Go through the listing and copy each line that has the string "files" in it.

[[ DATA SUPPLIED, beginning ]]

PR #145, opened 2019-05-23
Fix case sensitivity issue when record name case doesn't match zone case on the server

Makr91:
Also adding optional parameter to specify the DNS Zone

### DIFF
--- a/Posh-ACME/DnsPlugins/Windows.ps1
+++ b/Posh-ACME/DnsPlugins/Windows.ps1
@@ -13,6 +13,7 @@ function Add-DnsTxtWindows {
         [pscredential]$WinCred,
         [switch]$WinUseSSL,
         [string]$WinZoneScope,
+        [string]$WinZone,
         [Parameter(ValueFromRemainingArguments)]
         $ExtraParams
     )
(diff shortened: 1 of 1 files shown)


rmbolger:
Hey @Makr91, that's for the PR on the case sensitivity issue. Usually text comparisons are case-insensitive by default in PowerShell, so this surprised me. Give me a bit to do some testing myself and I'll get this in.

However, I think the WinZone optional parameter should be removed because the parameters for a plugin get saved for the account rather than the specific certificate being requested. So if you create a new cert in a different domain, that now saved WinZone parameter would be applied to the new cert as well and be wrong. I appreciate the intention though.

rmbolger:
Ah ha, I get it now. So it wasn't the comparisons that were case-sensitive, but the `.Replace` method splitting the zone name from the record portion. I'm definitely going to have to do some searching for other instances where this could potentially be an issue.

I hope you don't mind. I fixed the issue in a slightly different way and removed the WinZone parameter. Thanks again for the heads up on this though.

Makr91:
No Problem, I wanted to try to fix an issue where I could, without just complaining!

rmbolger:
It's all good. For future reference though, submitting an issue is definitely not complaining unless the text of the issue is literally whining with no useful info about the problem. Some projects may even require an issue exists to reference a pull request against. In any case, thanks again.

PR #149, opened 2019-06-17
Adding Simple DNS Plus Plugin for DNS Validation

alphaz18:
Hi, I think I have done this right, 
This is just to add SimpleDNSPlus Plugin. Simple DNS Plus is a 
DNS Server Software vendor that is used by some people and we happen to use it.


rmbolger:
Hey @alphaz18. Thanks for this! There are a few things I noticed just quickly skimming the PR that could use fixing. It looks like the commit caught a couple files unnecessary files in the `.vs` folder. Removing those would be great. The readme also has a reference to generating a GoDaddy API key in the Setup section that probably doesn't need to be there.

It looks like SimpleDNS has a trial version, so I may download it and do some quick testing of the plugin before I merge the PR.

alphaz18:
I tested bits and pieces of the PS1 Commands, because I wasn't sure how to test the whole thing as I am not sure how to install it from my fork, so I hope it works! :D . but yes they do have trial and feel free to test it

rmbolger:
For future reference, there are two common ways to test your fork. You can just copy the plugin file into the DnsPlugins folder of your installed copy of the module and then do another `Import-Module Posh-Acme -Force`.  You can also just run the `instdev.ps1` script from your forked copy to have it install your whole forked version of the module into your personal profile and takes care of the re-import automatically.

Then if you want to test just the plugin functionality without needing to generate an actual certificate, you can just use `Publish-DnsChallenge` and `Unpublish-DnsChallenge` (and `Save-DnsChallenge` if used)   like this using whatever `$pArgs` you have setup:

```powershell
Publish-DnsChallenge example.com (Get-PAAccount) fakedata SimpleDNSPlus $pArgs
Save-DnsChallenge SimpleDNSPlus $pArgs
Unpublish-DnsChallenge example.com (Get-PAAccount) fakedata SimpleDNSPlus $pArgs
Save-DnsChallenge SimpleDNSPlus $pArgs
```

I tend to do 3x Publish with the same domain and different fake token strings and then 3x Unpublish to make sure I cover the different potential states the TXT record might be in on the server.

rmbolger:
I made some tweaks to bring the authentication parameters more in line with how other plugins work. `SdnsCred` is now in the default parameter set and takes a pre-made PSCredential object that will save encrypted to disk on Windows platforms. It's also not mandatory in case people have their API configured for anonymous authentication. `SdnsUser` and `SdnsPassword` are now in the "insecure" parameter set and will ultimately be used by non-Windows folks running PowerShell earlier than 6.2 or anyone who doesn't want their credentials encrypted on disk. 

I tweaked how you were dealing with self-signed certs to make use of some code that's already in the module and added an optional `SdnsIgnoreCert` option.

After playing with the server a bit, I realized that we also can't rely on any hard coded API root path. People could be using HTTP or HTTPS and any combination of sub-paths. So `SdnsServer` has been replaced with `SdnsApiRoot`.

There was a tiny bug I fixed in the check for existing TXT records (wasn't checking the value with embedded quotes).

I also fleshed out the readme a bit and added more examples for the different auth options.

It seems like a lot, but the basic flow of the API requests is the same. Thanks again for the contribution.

[[ DATA SUPPLIED, end ]]

ANSWER TO THIS TASK:
(diff shortened: 1 of 1 files shown)
Hey @alphaz18. Thanks for this! There are a few things I noticed just quickly skimming the PR that could use fixing. It looks like the commit caught a couple files unnecessary files in the `.vs` folder. Removing those would be great. The readme also has a reference to generating a GoDaddy API key in the Setup section that probably doesn't need to be there.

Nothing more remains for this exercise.